The foundation of the Narcotics Anonymous program is the Twelve Steps and Twelve Traditions. Narcotics Anonymous uses a slight variation of wording in both the Twelve Steps and Twelve Traditions, when compared to other Twelve Step groups.
According to the Basic Text, Narcotics Anonymous "has no opinion on outside issues", including those of politics, science or medicine, and does not endorse any outside organization or institution. The fellowship does not promote itself, but rather attracts new members through public information and outreach. Individuals can also be compelled to attend by courts or rehab programs. NA groups and areas supply outside organizations with factual information regarding the NA program, and individual members may carry the NA message to hospitals and institutions, such as treatment centers and jails.
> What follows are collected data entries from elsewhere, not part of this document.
PR #9317, opened 2022-08-15
url: reject URLs with hostnames longer than 65535 bytes

bagder:
It *probably* causes other problems too since DNS can't resolve such
long names, but the SNI field in TLS is limited to 16 bits length.

### DIFF
--- a/lib/url.c
+++ b/lib/url.c
@@ -2025,6 +2025,10 @@ static CURLcode parseurlandfillconn(struct Curl_easy *data,
     if(!strcasecompare("file", data->state.up.scheme))
       return CURLE_OUT_OF_MEMORY;
   }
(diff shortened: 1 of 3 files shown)


MarcelRaad:
Unfortunately, the new test fails on all Windows CI builds with
```
curl returned 126, when expecting 3

[...]
sh: ../src/curl.exe: Argument list too long
```

Windows is probably not the only platform with that problem, but I'm not exactly sure how to fix this in a generic way. My MinGW-w64 defines `ARG_MAX` to 14500 and `_POSIX_ARG_MAX` to 4096. I cannot find it at all in MSVC headers, but https://docs.microsoft.com/en-US/troubleshoot/windows-client/shell-experience/command-line-string-limitation says it's 8191 characters for the Windows command prompt.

According to the philosophy of the NA program, most addicts did not realize they had a problem with drugs until they had none left. Even if other people pointed out they may have a drug problem they were convinced otherwise. But once an addict on his or her own tries to stop and realizes they cannot, they finally see that drugs have been controlling them. Addicts lived to use and used to live. NA helps show them a different way of life and helps them fight their disease. NA describes addiction as a progressive disease with no known cure, which affects every area of an addict's life: physical, mental, emotional, and spiritual. NA suggests that the disease of addiction can be arrested, and recovery is possible through the NA twelve-step program. The steps never mention drugs or drug use, rather they refer only to addiction, to indicate that addicts have a disease of which drug use is one symptom. Other symptoms include obsession, compulsion, denial, and self-centeredness.